The 49ers and Raiders sharing a stadium would not have been a first, as the two shared Kezar Stadium for part of 1960. It would have also fulfilled the late Raiders owner Al Davis' goal of a new stadium, something he had strongly desired since the late 1980s although Davis was against sharing a new stadium with another NFL team in Los Angeles when the idea was proposed to him, prompting his move back to Oakland in 1995.

In the wake of Davis' death, the possibility of the 49ers and Raiders sharing the stadium became a stronger possibility.

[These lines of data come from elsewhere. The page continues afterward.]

PR #6407, opened 2022-09-16
Bus Updates

rye:
## Express Bus

- Removed the Express Care Clinic stop, it appears.

The rest of the schedule appears to run on the same times, just with one less stop. I deleted the "column" of times (all ending in `:13`) and that seems to have done the trick.

## Red Line

- Dollar Tree and the YMCA were added.
- Allina Clinic and one of the stops at the Senior Center were removed.

I could use some manual review of this one, as I didn't bother to update the times. I spot-checked, and it _looked_ like all the gaps lined up correctly, but I'm not 100% sure.

## Blue Line

- [Econo Foods is renamed to Family Fare](https://www.southernminn.com/northfield_news/news/new-name-new-look-northfield-econo-planning-remodel/article_f2dd8fc2-bb79-5697-8f7f-4005904a3d48.html). (remodeling)

### DIFF
--- a/data/bus-times/blue-line.yaml
+++ b/data/bus-times/blue-line.yaml
@@ -18,7 +18,7 @@ schedules:
       'Viking Terrace':                  [44.469744, -93.163290]
     stops:
       - City Hall on Washington
-      - Econo Foods
+      - Family Fare
       - Carleton College
       - Northfield Estates
       - Viking Terrace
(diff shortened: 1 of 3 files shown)


hawkrives (approved):

drewvolz (approved):

drewvolz:
I’m trying to remember if we change stop name if the coordinate name has to reflect that, too. There might be a look up that gets the coordinate based on the stop name in source/views/transportation/bus/lib/process-bus-line.ts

However, by October 2011, the 49ers were far enough along on the stadium to have reportedly already sold over a quarter of the luxury suites, meaning the Raiders would be forced to be secondary tenants. In October 2012, Oakland Raiders owner Mark Davis told reporters he had no plans to share the Santa Clara stadium with the 49ers. According to the report, discussions remained open, although Davis wanted to keep the team in Oakland, or a nearby site in Dublin.

When the stadium had its grand opening on July 17, 2014, Goodell mentioned to the live crowd that it would make a great home for the Raiders and that it was up for the team to decide whether or not it wanted to play there or build a stadium on the site of the Oakland Coliseum. While the 49ers remained open to sharing the stadium with the Raiders, the Raiders said that their personal preference was the Coliseum site.

On February 20, 2015, the Raiders announced that they would be seeking a joint stadium in Carson, with the San Diego Chargers should they not receive public funding to replace the Oakland Coliseum, reducing the likelihood of the Raiders sharing Levi's Stadium with the 49ers. In January 2016, after losing their bid to relocate to Los Angeles to the Los Angeles Rams, the Raiders withdrew their request to move to Los Angeles, and joint tenancy at Levi's again surfaced in general discussion. However, in March 2017, the Raiders were approved for a move to Las Vegas for the 2020 season, with the new Allegiant Stadium under construction as their future home.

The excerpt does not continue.